On Friday, jurors concluded that Ellen Pao, a former junior partner at Kleiner Perkins Caufield & Byers, was neither discriminated nor retaliated against by the famed venture capital firm when she was passed over for promotions and ultimately fired.
It was a dramatic conclusion to the five-week trial of Pao, who is today the interim CEO of the site Reddit. It’s also the beginning of more discrimination lawsuits in Silicon Valley, say employment attorneys who’ve seen the same patterns across the securities, legal, and medical industries over the years and who believe the smaller, more insular, male-dominated venture industry has just been set on the same path by Pao’s high-profile case.
In fact, they say, both junior employees and their firms can learn a few things from what just happened.
Most importantly, it will never be easy, winning a discrimination claim in court. According to longtime employment attorney Gary Phelan of the East Coast firm Mitchell & Sheahan, cases today tend to feature much more subtle types of discrimination than they did 10 or 20 years ago, meaning there are “no smoking guns” typically but rather “a series of pieces that, put together, may or may not equal discrimination.”
In Pao’s case, the jury concluded that the pieces didn’t add up to a judgment against Kleiner, but that doesn’t mean discrimination based on gender didn’t play any role. “In many trials,” says Phelan, “part of it may be gender, age, race, disability, personality, performance – it’s never clearly one thing or another.” (If it were, it would likely settle before reaching a courtroom.)

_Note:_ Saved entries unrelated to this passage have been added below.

PR #12173, opened 2025-02-03
Avoid HIDAPI for some Thrustmaster wheels

Kimplul:
## Description
At least some Thrustmaster wheels are currently being treated as if the Playstation HIDAPI drivers could handle their input, but this is not the case and we end up with no input at all. Adds a check for some known bad wheels to `HIDAPI_SupportsPlaystationDetection()` so that the Linux joystick driver is used instead, which seems to work. [Apparently](https://github.com/Kimplul/hid-tmff2/issues/100#issuecomment-2629565514) this has been an issue since `2.26.0`, but I only realized it recently after setting the `uaccess` udev tag on by default, which seems to be useful for getting the wheels working on the SteamDeck.

I have a suspicion that most, if not all, Thrustmaster wheels should be excluded. These are just the ones I can currently confirm as not working.

## Existing Issue(s)
N/A.


slouken:
I double checked and the only Thrustmaster gamepad I know of (the eSwapX Pro) is already covered, so I think this can be changed to just return false for all Thrustmaster racing wheels. However, they're official PlayStation accessories, so I'm surprised they don't use the expected report format. I'm picking up the T300 RS to verify.

slouken:
So I double checked, and the T300 RS does respond to the PlayStation protocol, and correctly identifies itself as a wheel. Is the problem that the application sees it as a gamepad  and isn't checking whether it's also a wheel?

slouken:
What does testcontroller report with these wheels?

Kimplul:
> What does testcontroller report with these wheels?

Here's the T248:

```
Using udev for HIDAPI joystick device discovery
Added HIDAPI device 'Thrustmaster Racing Wheel FFB' VID 0x044f, PID 0xb696, bluetooth 0, version 256, serial NONE, interface 0, interface_class 0, interface_subclass 0, interface_protocol 0, usage page 0x0001, usage 0x0004, path = /dev/hidraw4, driver = SDL_JOYSTICK_HIDAPI_PS4 (ENABLED)
Using udev for joystick device discovery
Gamepad 3 added
Opened gamepad Thrustmaster Racing Wheel FFB, guid 03004ad34f04000096b6000000016800, /dev/hidraw4
Player index: 0
Mapping: 03004ad34f04000096b6000000016800,*,a:b0,b:b1,back:b4,dpdown:h0.4,dpleft:h0.8,dpright:h0.2,dpup:h0.1,guide:b5,leftshoulder:b9,leftstick:b7,lefttrigger:a4,leftx:a0,lefty:a1,rightshoulder:b10,rightstick:b8,righttrigger:a5,rightx:a2,righty:a3,start:b6,x:b2,y:b3,touchpad:b11,crc:d34a,platform:Linux,
```

> Is the problem that the application sees it as a gamepad and isn't checking whether it's also a wheel?

I don't know for sure, but SDL itself is not outputting any input events as far as I can tell. `testcontroller` for example doesn't react in any way to button presses, not even when I enter `Setup Mapping` and try assign something. I've played around with https://github.com/Grumbel/sdl-jstest and `wine control`, both showing no input.

I'm on Debian Testing with kernel `6.12.10-amd64`, if that's any use.

Kimplul:
Oh, and I have the `hid-tmff2` module installed: https://github.com/Kimplul/hid-tmff2.

slouken:
Interesting. So it sounds like the T300 works but the T248 doesn't? Can you debug into SDL and see what's happening in HIDAPI_DriverPS4_InitDevice(), specifically in the block with the comment "// Third party controller capability request"?

slouken:
> Oh, and I have the `hid-tmff2` module installed: https://github.com/Kimplul/hid-tmff2.

Oh, I wonder if that's interfering? What happens if you temporarily disable that?

Kimplul:
> So it sounds like the T300 works but the T248 doesn't? 

No, I just used the T248 since it was closer at hand. Both the T300 and T248 are showing no input.

Here's the output for the T300 from `testcontroller`:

Saving up material for a court battle can prove a double-edged sword, too, says Phelan, referring to the 700,000 pages of documents that Kleiner’s defense team accused Pao of having amassed over the years.
While junior partners might be inclined to record even more of their contributions in the wake of the Pao verdict, Phelan warns that clients with “lots of documentation” are “encouraging and scary at the same time. If you have a client who perceives every negative as discrimination and writes down everything, that’s not necessarily a good sign. It’s often someone who may be paranoid or someone who, by documenting everything, is perceived as trying to build a case that otherwise isn’t there.”
That doesn’t mean firms should sit back and relax for now.
Many have probably already taken a harder look at the way their partnership and employee agreements are written and whether, if they are sued, they can send a case to arbitration, where the proceedings are private and legally binding. (The arbitration agreements that Pao had signed related to Kleiner’s agreements with its limited partners, not an employment agreement with the firm. That’s why Pao was able to land the court case she wanted.)
Firms need also think more about their HR practices. “You have people in this industry who say they’re changing the world, and in many ways they are,” says Phelan. But “thinking that you’re dealing with much bigger things than unconscious biases and HR practices — viewing them as a nuisance — tends to work to the disadvantage of females.” (Kleiner’s lack of well-defined HR policies didn’t hurt it in the end; the next firm might not be so lucky.)
Not last, more firms will need to hire more women into their ranks, even if it takes longer than many women might like. “Kleiner won, but it hurt them, and venture firms shouldn’t conclude that they don’t have to worry about this,” says Phelan.
“Change is always incremental” but lawsuits have slowly begun to transform numerous industries over the years, including Phelan’s own. (According to the research organization Catalyst, women accounted for 22 percent of law firm partners in 2013, up from roughly 13 percent in 1995.) He says “there will be more” lawsuits that target venture firms, as well. “Once something like this case gets so much attention, people start to wake up and pursue their rights.”
Longtime employment attorney Cliff Palefsky of McGuinn, Hillsman & Palefsky in San Francisco agrees. The Pao lawsuit “has had unfortunate effect on a lot of people, including Ellen and Kleiner’s privacy and dignity,” he says. “But in terms of the debate it has created and its focus on the subtle forms of discriminations that absolutely go a long way in explaining the dearth of women in technology and venture capital, a social purpose has been served by it.”
One public lawsuit “will do more to change the environment than 100 cases that land in arbitration,” Palefsky adds.